MPI-transport callbacks need fixing

This is a problem to fix after the merge of the UCX branch

Avoiding packing with unstructured grids

It is possible to avoid packing when sending halos with unstructured grids. In order to do this, the ordering of the mesh vertices has to be such that first indices address the internal nodes, then come all the halo nodes for first neighbor, then - for second neighbor, and so on. To illustrate, if you have a local domain of 10 internal nodes and 12 halo nodes, with 4 neighbors, then the vector should be stored in memory such

0 0 0 0 0 0 0 0 0 0 | 1 1 1 | 2 2 2 | 3 3 3 | 4 4 4

where 0 means local domain interior, and 1-4 denote neighbor ids. This way when you submit the send you only have to take the pointer to the first entry required by a given neighbor and submit that to the transport backend. No packing is needed, since the sent values are already contiguous in memory. Of course, the receiver has to perform normal unpacking, as he then extracts the contiguous buffer into non-contiguous locations in the local domain part.

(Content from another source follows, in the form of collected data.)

PR #145, opened 2022-08-12
adding IOC tx

epsilonsized:
Adding method to send an order and cancel it without error as an IOC.

### DIFF
--- a/src/client.ts
+++ b/src/client.ts
@@ -555,21 +555,19 @@ export class Client {
   public async immediateOrCancel(
     asset: Asset,
     market: PublicKey,
-    newOrderClientOrderId: number,
-    newOrderPrice: number,
-    newOrderSize: number,
-    newOrderSide: types.Side,
-    newOrderType: types.OrderType,
-    newOrderTag: String = constants.DEFAULT_ORDER_TAG
+    ClientOrderId: number,
+    Price: number,
+    Size: number,
+    Side: types.Side,
+    Tag: String = constants.DEFAULT_ORDER_TAG
   ): Promise<TransactionSignature> {
     return await this.getSubClient(asset).immediateOrCancel(
       this.marketIdentifierToPublicKey(asset, market),
-      newOrderClientOrderId,
-      newOrderPrice,
-      newOrderSize,
-      newOrderSide,
-      newOrderType,
-      newOrderTag
+      ClientOrderId,
+      Price,
+      Size,
+      Side,
+      Tag
     );
   }
 
--- a/src/client.ts
+++ b/src/client.ts
@@ -555,19 +555,19 @@ export class Client {
   public async immediateOrCancel(
     asset: Asset,
     market: PublicKey,
-    ClientOrderId: number,
-    Price: number,
-    Size: number,
-    Side: types.Side,
-    Tag: String = constants.DEFAULT_ORDER_TAG
+    clientOrderId: number,
+    price: number,
+    size: number,
+    side: types.Side,
+    tag: String = constants.DEFAULT_ORDER_TAG
   ): Promise<TransactionSignature> {
     return await this.getSubClient(asset).immediateOrCancel(
       this.marketIdentifierToPublicKey(asset, market),
-      ClientOrderId,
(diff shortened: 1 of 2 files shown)


src/subclient.ts
```diff
@@ -1176,6 +1176,56 @@ export class SubClient {
...
+      let marketIndex = this._subExchange.markets.getMarketIndex(market);
+      tx.add(
+        instructions.placeOrderV3Ix(
+          this.asset,
+          marketIndex,
+          newOrderPrice,
+          newOrderSize,
+          newOrderSide,
+          newOrderType,
+          newOrderClientOrderId,
```
filipzeta, line 1208: newOrderClientOrderId will have to be something reserved, because if someone else has used the same one then the cancel might not work right? maybe we just hardcode u64 max or something instead of letting the user pass it in

CC @xjcaa i remember we chatted about this at some point

src/subclient.ts
```diff
@@ -1176,6 +1176,56 @@ export class SubClient {
...
+   * @param newOrderClientOrderId   the subClient order id for the new order
+   * @param newOrderPrice           the native price of the order (6 d.p) as integer
+   * @param newOrderSize            the quantity of the order (3 d.p) as integer
+   * @param newOrderSide            the side of the order. bid / ask
+   * @param newOrderType            the type of the order, limit / ioc / post-only
+   * @param newOrderTag     optional: the string tag corresponding to who is inserting. Default "SDK", max 4 length
+   */
+     public async immediateOrCancel(
+      market: PublicKey,
+      newOrderClientOrderId: number,
```
filipzeta, line 1191: nit: i think these should just be clientOrderId, price, etc. like in placeOrder() or cancelOrder() because there isn't a 'new' order here, it's just a single order. we use 'new' in the replace functions when there's an old and new order

src/subclient.ts
```diff
@@ -1176,6 +1176,56 @@ export class SubClient {
     return await utils.processTransaction(this._parent.provider, tx);
   }
 
+    /**
+   * Sends an IOC by sending a placeOrder follow by a no error cancel to cancel the remaining balance
+   * @param market                  the market address of the order to be cancelled and new order.
+   * @param newOrderClientOrderId   the subClient order id for the new order
```
filipzeta, line 1182: lol i just realised this typo - `the subClient order id` should be `the client order id`, most likely from my find-and-replace when doing the multiasset PR 😝 ill make a typo-fixing PR after we merge this

src/subclient.ts
epsilonsized: ah that makes sense thank you

src/subclient.ts
epsilonsized: cool, I'll leave this in then!

src/subclient.ts
epsilonsized: talked to @xjcaa makes sense to hardcode it - would I be able to get a suggested value?

filipzeta: I'd use the maximum for `number` which is 2^53 - 1, or something really large and specific but under that limit like 999999999999999. Put it in constants.ts btw

@xjcaa do we want to add a quick check to functions like placeOrder to verify that the clientOrderId provided is not the same as our reserved IoC one?

also sidenote what happens if another user inserts an order with the same clientOrderId that we do an IoC for? will the IoC just fail to cancel?

src/client.ts
```diff
@@ -555,21 +555,19 @@ export class Client {
   public async immediateOrCancel(
     asset: Asset,
     market: PublicKey,
-    newOrderClientOrderId: number,
-    newOrderPrice: number,
-    newOrderSize: number,
-    newOrderSide: types.Side,
-    newOrderType: types.OrderType,
-    newOrderTag: String = constants.DEFAULT_ORDER_TAG
+    ClientOrderId: number,
```
filipzeta, line 558: sorry ive got another nitpicky one but these variable names should be lowercase, like `clientOrderId`, `price`, etc

epsilonsized: thanks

To achieve this, wither the user has to provide a domain description, in which the vertex IDs have already been reordered to fulfill the above, or we could perform such renumbering internally in GHEX (at users' request) and return the new vertex number permutation to the user. GHEX's init function would then behave as a 'local' (per-subdomain) node reordering routine.

context.rank() vs comm.rank()

We can currently obtain (MPI) rank and size from both the context, and the communicator. Will the communicator ever have a different value of those variables? Should we only expose this through the context? When I see both, I don't know which one to use, and whether there is a difference.

[unstructured] Minor refactorings

Remove adjacency member from unstructured user concepts (domain descriptor);
provide concept for receive_domain_id_generator functor. So far it is implemented directly in the test / benchmark application code. By definition the implementation is application-dependent, but still this could help users in writing their own. Also just adding it to the documentation might be an option;
re-use some structs from communication_object_2 (field_info and buffer) instead of defining new ones; they can be reused at least for the send part;
offset of serialized buffer should not be needed anymore. This has to be verified first, and, if true, offset should be removed both from field_info and from field_info_ipr, in which actually it does not even refer to a serialized buffer.

UCX backend without MT support

Currently the UCX backend always supports a multi-threaded execution model, i.e., the context is initialized with MT, and we always create the mutex. Might be a good idea to make this optional (just like the backends are built - with and without MT support).

Just a thought. Should be discussed.

Repo cleanup

The following branches are merged and not actively developed:

test
protocol
communication_object
comm2
dev

I think we can delete them from GridTools/GHEX repo to clean things up.